Appendix C: Changes since Working Draft of 24 April

C.1 Typos etc.

'Semanitcs' in introduction.

Updated syntax for XML Schema Component Designators.

Changed the anchor #ref-mapsto to #defn-mapsto.

Deleted broken link from description of [ISO 11404]. Added reference to ISO homepage instead.

C.2 Discussion removal

The earlier draft was a discussion document. This note is not intended as such, so some issues, particularly to do with the interactions between various standards, recommendations, RFCs etc. has been removed.

Removed DAML+OIL solution.

Removed true values solution.

Removed primitive basetype solution.

Moved OWL syntax example from DAML+OIL section to the end of id section.

In the XML Schema Component Designator section:

Discussion of relationship between XSCD, XPointer and RFC 3023 has been removed.
Discussion about the exact semantics of an XSCD fragment has been removed.

Deleted words "(less contentious)" and "Moreover, " from id solution.

Changed XML Schema Component Designator section, to indicate that XSCD is a good practice.

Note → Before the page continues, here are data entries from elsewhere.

PR #3198, opened 2026-08-17
perf(message): serialize MemoryPoolWrite tensor_data as bulk bytes

### LINKED ISSUE #3195: Cross-machine MemoryPoolWrite tensor payload is serialized byte-by-byte (bypasses the #3156 bulk-bytes fast path)
## Summary

**PR #3156** ("Serialize bulk payloads as bytes, not byte-by-byte") routed `DataMessage::Vec` and `InterDaemonEvent::Output.data` through `serialize_bytes`/`deserialize_bytes` because serde's default byte-container impl emits one `serialize_u8` per element, which postcard turns into a per-byte `try_push` — 40-50x slower on payload-sized buffers.

Three days later **PR #3079** (commit c1b225e) added a new large-payload wire field that reintroduces exactly that slow path: `InterDaemonEvent::MemoryPoolWrite.tensor_data` is a plain `Vec<u8>`, not a bulk-bytes field.

## Affected code

```rust
// libraries/message/src/daemon_to_daemon.rs
Output {
    …
    #[serde(with = "crate::bulk_bytes::option")]        // fast path (#3156)
    data: Option<AVec<u8, ConstAlign<128>>>,
},
MemoryPoolWrite {
    …
    tensor_data: Vec<u8>,                               // ← plain Vec<u8>, byte-by-byte
    size: usize,
    seq: u64,
},
```

This event is serialized with postcard in `publish_memory_pool_event`, and the author already measured the cost — the function's own doc comment states:

```rust
// binaries/daemon/src/lib.rs ~1516-1518
/// declare and put timing — postcard::serialize of the 61.44MB
/// WriteMemoryPool payload takes hundreds of ms (3s+ in debug builds),
```

For a 1 MB payload #3156 measured encode dropping from ~932 µs to ~21 µs (and decode similarly) once the bulk-bytes path was used; the same ~40x applies here on both encode and decode of every relayed frame.

## Scope / severity

This is the **zenoh-relay fallback** path, not the steady state: the primary cross-machine data plane is the dedicated direct-TCP channel (`send_cross_data_frame`), which writes `&tensor_data` raw and is unaffected. The relay is used when no direct endpoint is known or the direct send fails — i.e. exactly on degraded/flaky links, where multi-MB tensors then pay a 40x serialize/deserialize tax on top of an already-degraded link. The node→daemon `DaemonRequest::WritePinnedMemory.tensor_data` (also plain `Vec<u8>`) is empty on the segment-backed path, so it is not a concern in the common case.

In particular, see last paragraph.

Changed discussion subsection on user defined datatypes to suggest that both the (remaining) solutions are appropriate, and have no discussion. Changed title to Suggested Practice.

Discussion of harder examples rearranged and presented to illustrate the eq semantics.

Discussion of example 3J was incorrect and has been fixed.

Removed EDITORS' OPINION notes.

C.3 Changes in response to comment from Ashok Malhotra

Deleted all uses of the word "derivation" in section 1.3 since it has caused confusion. Added links to the XML Schema document for union, list and restriction, to make it clear that the intended concept is "derivation" as defined by that document.

Added brief discussion of target namespace after example 2A providing further examples example 2B and example 2C. Scoped this document to not address "XML Schema [...] assembled from multiple schema documents". Added reference [XML SCHEMA1].

In the XML Schema Component Designator section: added more extended discussion of target namespace issue; and added example XSCD for schema with target namespace.

Added text showing how the @id solution does comply with the secondary resource concept from RFC 3986, when read in conjunction with RDF Concepts, XPointer and XML Schema.

Added "by throwing a type error" to description of eq.

Deleted incorrect comment about INF eq INF.

Removed incorrect discussion of anyURI and string as being incomparable.

Changed example 3L to be an entailment, since the anyURI is promoted to a string.

C.4 Restructuring of section 3

Reordered subsections in section 3, deleting old 3.4, 3.6 and 3.7, and ordering the remaining subsections as follows: 3.1, 3.5, 3.2, 3.3. Followed by renumbering.

Text discussing examples has changed, and the change tracking is not detailed.

Moved definition of primitive base datatype from the examples subsection to the formal analysis subsection.

Deleted references to the examples from the new section 3.2 (was 3.5 )

C.5 Other changes

Added further acknowledgements.

Updated reference to RFC 2396 to be to RFC 3986

Updated Table of Contents

Deleted promise to characterize implementation variability of eq.

Removed unused references.

Updated versions of W3C WD's in references.